→ Information supplied

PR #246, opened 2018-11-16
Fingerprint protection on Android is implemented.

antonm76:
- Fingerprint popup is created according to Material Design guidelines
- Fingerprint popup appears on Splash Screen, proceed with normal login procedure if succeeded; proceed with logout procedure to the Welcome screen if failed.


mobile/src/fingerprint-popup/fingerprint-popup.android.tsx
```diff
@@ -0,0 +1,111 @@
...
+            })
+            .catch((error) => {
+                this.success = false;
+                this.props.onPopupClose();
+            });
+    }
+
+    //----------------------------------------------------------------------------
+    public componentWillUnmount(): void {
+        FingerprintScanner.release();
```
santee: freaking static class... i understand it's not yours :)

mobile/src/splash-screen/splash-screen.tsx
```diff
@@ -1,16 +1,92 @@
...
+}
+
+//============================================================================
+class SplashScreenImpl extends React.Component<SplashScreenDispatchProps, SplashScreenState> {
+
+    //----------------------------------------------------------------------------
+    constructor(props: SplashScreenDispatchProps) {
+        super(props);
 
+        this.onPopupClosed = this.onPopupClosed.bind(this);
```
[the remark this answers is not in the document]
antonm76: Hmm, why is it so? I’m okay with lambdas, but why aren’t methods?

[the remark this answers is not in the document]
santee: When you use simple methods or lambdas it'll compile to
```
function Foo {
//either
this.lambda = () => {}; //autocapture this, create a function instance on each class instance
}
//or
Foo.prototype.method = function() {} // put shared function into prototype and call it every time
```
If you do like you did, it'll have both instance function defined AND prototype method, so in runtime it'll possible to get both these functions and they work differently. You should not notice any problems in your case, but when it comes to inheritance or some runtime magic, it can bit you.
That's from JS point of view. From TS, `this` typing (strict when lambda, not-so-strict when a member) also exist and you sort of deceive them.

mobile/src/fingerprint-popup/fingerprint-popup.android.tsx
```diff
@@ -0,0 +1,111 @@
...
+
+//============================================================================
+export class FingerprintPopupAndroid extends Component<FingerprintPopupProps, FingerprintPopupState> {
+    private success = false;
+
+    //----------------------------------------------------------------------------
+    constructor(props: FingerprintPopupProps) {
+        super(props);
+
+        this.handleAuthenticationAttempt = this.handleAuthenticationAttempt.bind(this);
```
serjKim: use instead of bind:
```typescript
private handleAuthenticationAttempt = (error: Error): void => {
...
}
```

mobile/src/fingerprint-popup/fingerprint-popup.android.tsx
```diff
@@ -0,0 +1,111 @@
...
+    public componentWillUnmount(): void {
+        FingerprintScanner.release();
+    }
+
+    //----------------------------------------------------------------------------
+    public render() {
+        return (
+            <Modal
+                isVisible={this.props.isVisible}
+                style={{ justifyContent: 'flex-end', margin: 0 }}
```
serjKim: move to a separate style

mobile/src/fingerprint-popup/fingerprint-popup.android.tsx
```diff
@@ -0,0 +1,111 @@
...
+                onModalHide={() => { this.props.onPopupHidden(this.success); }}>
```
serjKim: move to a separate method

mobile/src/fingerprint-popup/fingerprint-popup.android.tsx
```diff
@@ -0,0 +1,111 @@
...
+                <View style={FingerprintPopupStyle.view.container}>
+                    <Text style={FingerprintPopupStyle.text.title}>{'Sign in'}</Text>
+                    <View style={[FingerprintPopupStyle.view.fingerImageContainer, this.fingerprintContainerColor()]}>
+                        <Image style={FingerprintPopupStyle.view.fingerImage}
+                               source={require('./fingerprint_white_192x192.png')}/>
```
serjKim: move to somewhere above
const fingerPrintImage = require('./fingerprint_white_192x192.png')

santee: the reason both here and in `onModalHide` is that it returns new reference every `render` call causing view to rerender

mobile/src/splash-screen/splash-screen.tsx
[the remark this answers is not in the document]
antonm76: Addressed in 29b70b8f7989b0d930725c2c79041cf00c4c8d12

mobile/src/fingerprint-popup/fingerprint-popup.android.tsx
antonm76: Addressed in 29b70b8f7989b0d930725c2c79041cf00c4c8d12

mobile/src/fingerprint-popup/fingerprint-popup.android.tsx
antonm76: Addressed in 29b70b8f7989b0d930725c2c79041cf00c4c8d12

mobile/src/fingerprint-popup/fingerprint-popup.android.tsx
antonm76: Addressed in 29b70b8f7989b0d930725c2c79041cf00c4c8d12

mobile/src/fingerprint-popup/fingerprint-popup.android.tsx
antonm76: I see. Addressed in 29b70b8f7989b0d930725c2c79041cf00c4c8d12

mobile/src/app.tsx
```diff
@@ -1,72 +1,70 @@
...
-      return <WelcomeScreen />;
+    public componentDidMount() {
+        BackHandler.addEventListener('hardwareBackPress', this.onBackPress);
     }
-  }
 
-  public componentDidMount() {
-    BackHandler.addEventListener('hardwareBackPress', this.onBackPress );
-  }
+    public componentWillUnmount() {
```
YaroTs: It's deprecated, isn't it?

→ Exercise
Write out the listing exactly from its first line to the line containing "- Fingerprint popup is". Both of those lines belong in the answer.

→ Output of the exercise
PR #246, opened 2018-11-16
Fingerprint protection on Android is implemented.

antonm76:
- Fingerprint popup is created according to Material Design guidelines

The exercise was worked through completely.